About the Project
Infection following joint replacement is a devastating complication that occurs in up to 1-2% of cases. The incidence is even higher in patients with: diabetes, obesity, surgical site infections, inflammatory disorders, poor wound healing, or for those who smoke. Because of the increasing prevalence of multi-drug resistant bacteria, there is a critical need to develop new therapeutic interventions to avoid untreatable, life-threatening infections. Cold plasma is a non-antibiotic intervention that can eradicate bacteria and destroy bacterial biofilms. This project will test the hypothesis that a multimodal cold plasma treatment applied during orthopaedic surgical procedures will eradicate existing bacteria and biofilm, thus preventing infection (or reinfection) and enhance surgical site healing and osseointegration, as part of an international collaboration (USA/UK/RoI).

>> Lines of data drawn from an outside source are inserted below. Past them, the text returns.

PR #42, opened 2019-07-30
Add important field to BlockerResult

antonok-edm:
Currently, information about whether or not a filter is `important` is lost before it is returned as a `BlockerResult`. This adds an extra boolean field to `BlockerResult` for that purpose.

### DIFF
--- a/src/blocker.rs
+++ b/src/blocker.rs
@@ -115,7 +115,7 @@ impl Blocker {
      * Decide if a network request (usually from WebRequest API) should be
      * blocked, redirected or allowed.
      */
-    pub fn check(&self, request: &Request) -> BlockerResult {
+    pub fn check(&self, request: &Request, skip_unimportant: bool, skip_exception: bool) -> BlockerResult {
         if !self.load_network_filters || !request.is_supported {
             return BlockerResult::default();
         }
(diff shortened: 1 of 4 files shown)


antonok-edm:
Intended as part of the fix for https://github.com/brave/brave-browser/issues/5440

antonok-edm:
@AndriusA I would bump the minor version number but I don't know your policy on that.

AndriusA:
The changes look good to me, but could you squash the commits into one for a cleaner log of what changed?

src/blocker.rs
```diff
@@ -155,54 +157,69 @@ impl Blocker {
...
-            // Set `bug` of request
-            if !f.is_important() {
-                #[cfg(feature = "metrics")]
-                print!("exceptions\t");
-                if f.has_bug() {
+        let exception = if skip_exception {
+            None
+        } else {
+            match filter.as_ref() {
+                None => self.exceptions.check(request, &request_tokens),
```
AndriusA: so in the default mode of operation, `skip_unimportant = false` and `skip_exception = false` this will still check all exceptions when no filter matches?

src/blocker.rs
```diff
@@ -111,7 +113,7 @@ impl Blocker {
      * Decide if a network request (usually from WebRequest API) should be
      * blocked, redirected or allowed.
      */
-    pub fn check(&self, request: &Request) -> BlockerResult {
+    pub fn check(&self, request: &Request, skip_unimportant: bool, skip_exception: bool) -> BlockerResult {
```
AndriusA: skip_unimportant appears to only be used below with redirects?

src/blocker.rs
antonok-edm: Yes, because exceptions are checked before other filters anyways.

antonok-edm: Would it make sense to skip exceptions after an important rule has been encountered, within the same engine? And likewise to skip normal rules if any important or exception rules were encountered? This would change some `BlockerResult` outputs.

AndriusA:
done some tweaks the way I see fit to undo some unnecessary changes and clarify parameters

The PhD student will join this multidisciplinary, international research consortium, based at Queen’s University Belfast. They will develop cold plasma experimental protocols for eradication of pathogenic biofilms from orthopaedic materials, bone and surrounding tissues, and to develop representative biofilm models of these complex, multispecies pathogenic states. The PhD will aim to describe the parameters necessary for rapid and accurate biofilm eradication by cold plasmas (either direct exposure, or plasma activated liquids), and to understand the consequences of sub-therapeutic or sub-lethal plasma exposures on biofilm bacteria, using advanced sequencing techniques and susceptibility/persister assays. Finally, the effects of short plasma exposures on macrophage and neutrophil activation within the biofilm milieu, building on previous studies within our research group.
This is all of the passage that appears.